Speaker
Affilliation
Open University
Abstract
In this talk we present research that addresses problems caused by ambiguity in requirements. Ambiguity is pervasive in natural language. In requirements engineering it is often considered together with concepts such as incompleteness and inconsistency as a major concern. This is because it can lead to misuderstandings, and therefore to incorrect implementations. Despite the development of formal specification methods, most requirements documents are still written in everyday natural language. Misunderstandings can therefore occur between stakeholders in the requirements engineering process.

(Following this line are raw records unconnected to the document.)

PR #98, opened 2020-10-19
US119012: refactor: move last access logic out of Data

johngwilkinson:
Regression testing (local e2e):
  * load page; use role and grade filter and confirm last access chart updates
  * w. dummy data for last access, apply filter and confirm other views update

FYI @anhill-D2L @bemailloux @NicholasHallman @rohitvinnakota

PR #100, opened 2020-10-19
US120286 - Sorting User Table

NicholasHallman:
To keep with @johngwilkinson pattern of moving data filtering logic into the components this change does it's sorting logic in the user-table module. I will need to adapt this pr to #98 (Merged ✅)

Functional Testing
- Unit tests
  - Tests the sorting of all 5 column types in ascending and descending order
- Manual testing with
  - Local LMS data
  - Demo data
- Tested
  - Reacted to existing filters (semester, role, graph data, etc)
  - Clicking the header sorts the fields 
    - Name by last name (regardless of case)
    - Other columns by numerical quantity
  - Clicking the same field a second time flips the sort from ascending to descending

Performance
 - No performance tests conducted, however, js's Array.sort is not as performant as other algorithms, can be migrated in the future if required but I observed no noticeable slow down.
 - The sorting is done on every render (render changes are prompted by state changes to the user data so we need to resort it OR reset to no sorting when the state changes, this implementation assumes a resort)

UX
- The cursor changes to a pointer when hovering over the header
- a up or down arrow is appended to the end of the header td if the column is being sorted
- the arrow flips between the up and down state on additional clicks.

@rohitvinnakota @hyehayes @anhill-D2L @MykolaGalian @bemailloux


components/users-table.js
```diff
@@ -85,15 +86,67 @@ class UsersTable extends SkeletonMixin(Localizer(MobxLitElement)) {
...
+	* @param selectedSort
+	*{
+	*	column: number,
+	*	order: 'asc' | 'desc'
+	*}
+	*
+	*/
+	setSelectedSort(selectedSort) {
+		this.selectedSort = selectedSort;
+		this.requestUpdate();
```
johngwilkinson, line 131: with lit, ideally you don't have to call requestUpdate directly; here, making `selectedSort` a property will take care of it

components/users-table.js
```diff
@@ -121,6 +174,7 @@ class UsersTable extends SkeletonMixin(Localizer(MobxLitElement)) {
 				title="${this.localize('components.insights-users-table.title')}"
 				.columnInfo=${this.columnInfo}
 				.data="${this._displayData}"
+				.filterColumns="${this.setSelectedSort.bind(this)}"
```
johngwilkinson, line 209: Maybe better to use an event & event-handler for this? The flow is very similar, but it seems more idiomatic.

components/table.js
```diff
@@ -18,6 +18,8 @@ export const COLUMN_TYPES = {
  */
 class Table extends SkeletonMixin(Localizer(RtlMixin(LitElement))) {
 
+	selectedSort = { column: undefined, order: 'desc' };
```
johngwilkinson, line 21: It would be nice if these were a property, or a pair of properties reflected to attributes - that way you can, for example directly set the sort order based on the desired initial state (which might be saved between sessions later).

components/users-table.js
NicholasHallman: Like a custom event listener and handler instead of a callback? I'll look into it

components/users-table.js
```diff
@@ -94,15 +95,67 @@ class UsersTable extends SkeletonMixin(Localizer(MobxLitElement)) {
...
+		const colmnNumber = this.selectedSort.column;
+		const order = this.selectedSort.order;
+		if (colmnNumber === 0) {
+			this.sortedUserDataForDisplay = [ ...this.userDataForDisplay.sort((a, b) => {
+				if (this._getLastName(a[colmnNumber]) > this._getLastName(b[colmnNumber])) return ORDER[order][0];
+				else if (this._getLastName(a[colmnNumber]) < this._getLastName(b[colmnNumber])) return ORDER[order][1];
+				else ORDER[order][2];
+			})];
+		} else {
+			this.sortedUserDataForDisplay = [ ...this.userDataForDisplay.sort((a, b) => {
```
johngwilkinson, line 151: just noticed the code is sorting twice now: the `sort()` in `userDataForDisplay()` can be removed - or, probably even better, you can do this sort in that method. MobX will make sure it gets recalculated when needed and only then due to the below decoration:
```
decorate(UsersTable, {
	userDataForDisplay: computed
});
```

components/users-table.js
johngwilkinson: Yeah, you can find that pattern in a few of our components here, and it seems generally to work well.

components/table.js
```diff
@@ -168,14 +189,23 @@ class Table extends SkeletonMixin(Localizer(RtlMixin(LitElement))) {
...
+
 		const styles = {
 			'd2l-insights-table-cell': true,
+			'd2l-insights-table-cell-header': true,
 			'd2l-insights-table-cell-first': idx === 0,
-			'd2l-insights-table-cell-last': idx === this._numColumns - 1
+			'd2l-insights-table-cell-last': idx === this._numColumns - 1,
+			'd2l-insights-table-arrow-spacing': isSortedColumn
 		};
+		const spaceArrow =  isSortedColumn ? 'd2l-insights-table-cell-sort-indicator' : '';
```
Vitalii-Misechko, line 202: `nit`: you can use `classMap` for this.
```JS
const iconStyles = {
'd2l-insights-table-cell-sort-indicator':  isSortedColumn
}
<d2l-icon ... class="${classMap(iconStyles)}">
```

components/table.js
```diff
@@ -226,5 +256,24 @@ class Table extends SkeletonMixin(Localizer(RtlMixin(LitElement))) {
...
+			if (this.sortOrder === 'asc') {
+				this.sortOrder = 'desc';
+			} else {
+				this.sortOrder = 'asc';
+			}
+		}
+
+		this.sortColumn = colmnNumber;
+
+		dispatchEvent(new CustomEvent('columnSort', { detail: { column: this.sortColumn, order: this.sortOrder } }));
```
Vitalii-Misechko, line 276: You should qualify events with the component name. Documentation
https://github.com/BrightspaceUI/guide/wiki/LitElement-Best-Practices-&-Gotchas#events

Vitalii-Misechko: You should use `kebab-case` instead of `camelCase`

components/users-table.js
```diff
@@ -72,6 +75,7 @@ class UsersTable extends SkeletonMixin(Localizer(MobxLitElement)) {
 		};
 		this._currentPage = 1;
 		this._pageSize = DEFAULT_PAGE_SIZE;
+		addEventListener('columnSort', this.setColumnSort.bind(this));
```
Vitalii-Misechko, line 78: `curious`. Why have this option of event subscription is chosen? Shouldn't we use `<d2l-insights-table @columnSort="${this.setColumnSort}"` instead?

components/users-table.js
```diff
@@ -94,20 +98,74 @@ class UsersTable extends SkeletonMixin(Localizer(MobxLitElement)) {
...
+	*{
+	*	column: number,
+	*	order: 'asc' | 'desc'
+	*}
+	*
+	*/
+	setColumnSort(e) {
+		this._sortOrder = e.detail.order;
+		this._sortColumn = e.detail.column;
+		//this.requestUpdate();
```
Vitalii-Misechko, line 135: Should this event handler also reset pagination as well?

components/table.js
```diff
@@ -22,7 +22,9 @@ class Table extends SkeletonMixin(Localizer(RtlMixin(LitElement))) {
 		return {
 			title: { type: String, attribute: true },
 			columnInfo: { type: Array, attribute: false },
-			data: { type: Array, attribute: false }
+			data: { type: Array, attribute: false },
+			sortColumn: { type: Number, attribute: true },
+			sortOrder: { type: String, attribute: true },
```
Vitalii-Misechko, line 27: `minor`: Could you improve documentation above the class declaration as well?

components/users-table.js
NicholasHallman: I had that initially but john commented above with
> Maybe better to use an event & event-handler for this? The flow is very similar, but it seems more idiomatic.

components/users-table.js
NicholasHallman: So sorting by a column should bring you back to the first page?

components/table.js
```diff
@@ -18,13 +18,13 @@ export const COLUMN_TYPES = {
...
 
-	selectedSort = { column: undefined, order: 'desc' };
-
 	static get properties() {
 		return {
 			title: { type: String, attribute: true },
 			columnInfo: { type: Array, attribute: false },
-			data: { type: Array, attribute: false }
+			data: { type: Array, attribute: false },
+			sortColumn: { type: Number, attribute: true },
```
johngwilkinson, line 28: D2L has a convention that attribute names must be lower-kebab-case, so it should be `attribute: 'sort-column'` instead of `attribute: true`.

It's also good practice to add `reflect: true` so that the dom updates if the property is changed by code.

components/table.js
```diff
@@ -151,11 +151,15 @@ class Table extends SkeletonMixin(Localizer(RtlMixin(LitElement))) {
...
 		this.title = '';
-		this.filterColumns = () => {};
+		this.sortColumn = 0;
+		this.sortOrder = 'desc';
 	}
 
 	render() {
 		return html`
+			<script type="module">
+				import '@brightspace-ui/core/components/icons/icon.js';
```
johngwilkinson, line 163: I don't fully understand how BSI packaging works, but I believe this should be imported at the top of the file with the other imports, not in the render() method.

components/table.js
```diff
@@ -226,5 +258,24 @@ class Table extends SkeletonMixin(Localizer(RtlMixin(LitElement))) {
...
+			if (this.sortOrder === 'asc') {
+				this.sortOrder = 'desc';
+			} else {
+				this.sortOrder = 'asc';
+			}
+		}
+
+		this.sortColumn = colmnNumber;
+
+		dispatchEvent(new CustomEvent('d2l-table-column-sort', { detail: { column: this.sortColumn, order: this.sortOrder } }));
```
johngwilkinson, line 278: `d2l-insights-table-column-sort` (or just `d2l-insights-table-sort`) please - the components in this project are project-specific (at least for now), and could potentially conflict with a more general d2l-table component in future.

components/users-table.js
```diff
@@ -72,6 +75,7 @@ class UsersTable extends SkeletonMixin(Localizer(MobxLitElement)) {
 		};
 		this._currentPage = 1;
 		this._pageSize = DEFAULT_PAGE_SIZE;
+		addEventListener('d2l-table-column-sort', this.setColumnSort.bind(this));
```
johngwilkinson, line 78: Check https://github.com/BrightspaceUI/guide/wiki/LitElement-Best-Practices-&-Gotchas#-do-add-event-listeners-properly if you haven't. I believe this belongs in the the render template.

components/users-table.js
johngwilkinson: That sounds right to me, but maybe check with Kevin.

johngwilkinson:
BTW, don't forget to add unit tests.

components/table.js
NicholasHallman: Ah that makes more sense thank you!

components/users-table.js
Vitalii-Misechko: Oh...I see. The original comment was made at this piece of code [here ](https://github.com/Brightspace/insights-engagement-dashboard/pull/100#discussion_r508027596). This code passes function into  `filterColumns` property.
```JS
.filterColumns="${this.setSelectedSort.bind(this)}"
```
@johngwilkinson have you meant[ lit-element way of binding event handler](https://lit-element.polymer-project.org/guide/events) there?

components/users-table.js
```diff
@@ -1,3 +1,4 @@
+/* eslint-disable lit/no-template-bind */
```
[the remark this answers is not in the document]
NicholasHallman: I can remove this exception now since making it an event listener seems to have fixed the binding

test/components/users-table.test.js
```diff
@@ -194,6 +194,109 @@ describe('d2l-insights-users-table', () => {
...
+
+			const table = await fixture(html`<d2l-insights-users-table .data="${data}"></d2l-insights-users-table>`);
+			await new Promise(resolve => setTimeout(resolve, 200));
+			await table.updateComplete;
+
+			userTable = table.shadowRoot.querySelector('d2l-insights-table');
+			headers = userTable.shadowRoot.querySelectorAll('th');
+		});
+
+		const checkIfSorted = (column, order, convertToNumber = false, convertToLower = false, data = undefined) => {
```
johngwilkinson, line 215: This method is a bit complicated because of all the options it covers. It's often preferable to have separate methods instead where you have boolean parameters that result in different code paths - like `checkIfNumbersSorted`, `checkIfLowercaseSorted`, etc. - especially when, as here, you get into weaving back and forth between different options.

Another option overall: have a method to return an array of the sort column values in the correct order, then `expect(actual.map(x => x[column]).to.deep.equal(expected)`. Or some variant of that. Seems easier to follow that the "compare with previous line"  you do here, although it has the disadvantage of being more similar to the code under test.

test/components/users-table.test.js
```diff
@@ -194,6 +194,109 @@ describe('d2l-insights-users-table', () => {
...
+				}
+				if (convertToLower) {
+					record = record.toLowerCase();
+				}
+				if (i > 0) {
+					let previous = records[i - 1];
+					if (convertToNumber) {
+						previous = Number.parseFloat(previous.replace('%', '').trim());
+					}
+					console.log(`Before: ${previous} After: ${record}`);
```
johngwilkinson, line 235: remove

test/components/users-table.test.js
```diff
@@ -195,6 +195,109 @@ describe('d2l-insights-users-table', () => {
...
+					if (order === 'desc' && !(record <= previous)) {
+						inOrder = 'Out of Order';
```
johngwilkinson, line 237: `inOrder` should probably be a boolean - but since this is a validation method, you can replace the conditional here with an `expect`, so it throws as soon as it finds something out of order - then you don't need `inOrder` at all

test/components/users-table.test.js
```diff
@@ -195,6 +195,109 @@ describe('d2l-insights-users-table', () => {
...
+
+			userTable = table.shadowRoot.querySelector('d2l-insights-table');
+			headers = userTable.shadowRoot.querySelectorAll('th');
+		});
+
+		const checkIfSorted = (column, order, convertToNumber = false, convertToLower = false, data = undefined) => {
+
+			const records = data === undefined ? userTable.data.map(user => user[column]) : data;
+
+			console.log(records);
```
johngwilkinson, line 219: remove

test/components/users-table.test.js
NicholasHallman: I had it as a boolean initially but I liked how the tests read when they were a string haha

johngwilkinson: A message string in the assertion works better, I think. `expect(false, 'nooo why out of order??').to.be.true;`

test/components/users-table.test.js
```diff
@@ -212,36 +212,33 @@ describe('d2l-insights-users-table', () => {
...
-			records.forEach((record, i) => {
+		const checkIfSorted = (data, order) => {
 
-				if (convertToNumber) {
-					record = Number.parseFloat(record.replace('%', '').trim());
-				}
-				if (convertToLower) {
-					record = record.toLowerCase();
-				}
+			const records = data;
```
johngwilkinson, line 229: might as well rename the parameter and get rid of this extra variable

test/components/users-table.test.js
```diff
@@ -212,36 +212,33 @@ describe('d2l-insights-users-table', () => {
...
 				if (i > 0) {
-					let previous = records[i - 1];
-					if (convertToNumber) {
-						previous = Number.parseFloat(previous.replace('%', '').trim());
-					}
-					console.log(`Before: ${previous} After: ${record}`);
+					const previous = records[i - 1];
 					if (order === 'desc' && !(record <= previous)) {
-						inOrder = 'Out of Order';
+						expect(false).to.equal(true);
```
johngwilkinson, line 234: If you just want to trigger an exception, you can `throw new Error('out of order')` or the like - but I was thinking you could use the assertion library, like `if(order === 'desc') expect(record <= previous, 'out of order').to.be.true;` (there's syntax for numeric comparisons: `expect(record).to.be.at.most(previous)`, but I don't know off-hand if there's an equivalent for strings)

NicholasHallman: Oh that's cool! thanks for the guidance I will read up more on this

johngwilkinson (approved):
Looks good to me!

test/components/users-table.test.js
```diff
@@ -195,6 +195,122 @@ describe('d2l-insights-users-table', () => {
 			});
 		});
 	});
+
+	describe('sorting', () => {
```
Vitalii-Misechko, line 199: Tests look neat!

Vitalii-Misechko (approved):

The worst scenario is when they interpret a requirement in one way but do not realise that other interpretations are possible. Misunderstandings are therefore carried forward into other stages of the software lifecycle.
We aim to determine which ambiguities may lead to misunderstandings - we term these ``nocuous ambiguities''. Authors and readers of requirements should be notified about these, and ideally they should be rewritten in a less ambiguous form. Other ambiguities can be allowed to remain in text. We consider that human perception is the only way ambiguity can be judged. It is this that determines whether an ambiguity is nocuous. We have therefore surveyed human perceptions about a set of ambiguities taken from requirements documents. We then attempt to automatically predict these perceptions, using a set of heurustics we have developed based on various types of linguistic data. These determine which ambiguities are nocuous. They achieve varying degrees of success, and can be used in combination to give good precision and recall. Our model of ambiguity classification, together with our method of implementing it, is a novel approach to the problem.